If you have [`npx`](https://medium.com/@maybekatz/introducing-npx-an-npm-package-runner-55f7d4bd282b), you can run `litterate` on your project by just running

```
npx litterate
```

which will run Litterate with the default configuration, found in `./src/defaults.js`.

You can also install `litterate` as a command line tool using `npm install --global litterate`.

By default, Litterate will count comment blocks starting with `//>` on a newline as annotation blocks (see files under `./src/` for examples). This means Litterate works by default for C-style comment languages (JavaScript, Java, C[++], Rust's normal comments). Litterate can be configured to work with pretty much any language that has beginning-of-line comment delimiters, like `#` in Python or `;` in a variety of other languages.

You can customize Litterate's output with command line arguments (run `litterate --help` to see options), or with a configuration file, which you can pass to `litterate` with the `--config` command line option.

### Usage with npm scripts

Generally, you'll want to have a configuration you use for your project, and a simple way to run Litterate. For this, one option is to have an npm script that runs Litterate with a configuration file in your project. For example, we may have an npm script:

```js
...
"scripts": {
"docs": "litterate --config litterate.config.js",
},
...
```

With this script, running `npm run docs` or `yarn docs` will run Litterate from your NPM dependencies, with the config file you specified. If you use Litterate this way, there's no need to install Litterate globally; just make sure Litterate is installed for your project as a dependency or devDependency.

## Configuration options

Save your configuration in a file, say `litterate.config.js`, and call Litterate with the config with `litterate --config litterate.config.js`. An example configuration file (the one Litterate uses for itself) is in the repo, at `./litterate.config.js`.

### `name`

Name of your project, which shows up as the header and title of the generated documentation site.

### `description`

Description text for your project, shown in the generated site. You can use full Markdown in the description. Litterate uses `marked` to parse Markdown.

### `files`

An array of file paths to annotate. You can specify file paths as full paths or [glob patterns](https://en.wikipedia.org/wiki/Glob_(programming)). On the main page of the generated site, links to individual files will show up in the order they're listed here.

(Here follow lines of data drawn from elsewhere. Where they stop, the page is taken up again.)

PR #4294, opened 2025-03-24
[no ticket] Dont run migrations inside of the sidecar

coilysiren:
## Context

Currently the migrations run in the first container in the list, instead of trying to get the primary application container


mdragon (approved):
🚀

PR #4295, opened 2025-03-24
[Unticketed] Remove dependency on pytest-watch

chouinar:
## Changes proposed
Removed pytest-watch which hadn't been updated since 2018 and was causing issues building due to a recent change in setuptools

## Context for reviewers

By default, Litterate annotates all files that match `./src/**/*.js`.

### `wrap`

If 0, long lines of source code will never be wrapped. If any other number, Litterate will wrap long lines to the given number of characters per line.

### `baseURL`

By default, the generated website assumes the root URL of the site is '/', but for GitHub Pages and other sites, you may want to set a different base URL for the site. This allows you to set a different site base URL.

### `verbose`

Verbose output while Litterate runs, useful for debugging.

### `output`

Specify a different destination directory for the generated docs site. By default, Litterate writes to `./docs/`.

### `annotationStartMark` and `annotationContinueMark`

By default, Litterate only counts comment blocks that look like this, as annotation blocks.

```javascript
//> Start of annotation block
// continued annotation block
function add(a, b) {
// comment that isn't counted
return a + b;
}
```

This allows you to write `// TODO` comments and other logistical comments without having them be parsed into Litterate annotations. If you'd rather use a different prefix to mark the start and subsequent lines of Litterate anotation blocks, you can override `annotationStartMark` (defaults to `//>`) and `annotationContinueMark` (defaults to `//`).

If you wanted to count all comments, for example, you could override `annotationStartMark` to `//`.

## Contributing

- `yarn install` to install dependencies (npm should work for these commands too, but the project prefers Yarn and we use a Yarn lockfile.)

- `yarn docs` to run Litterate on itself, with the configuration file in the repo. Note that this generates pages with the `baseURL` set to `/litterate`, for GitHub pages. Run it with `--baseURL /` to use the default root URL.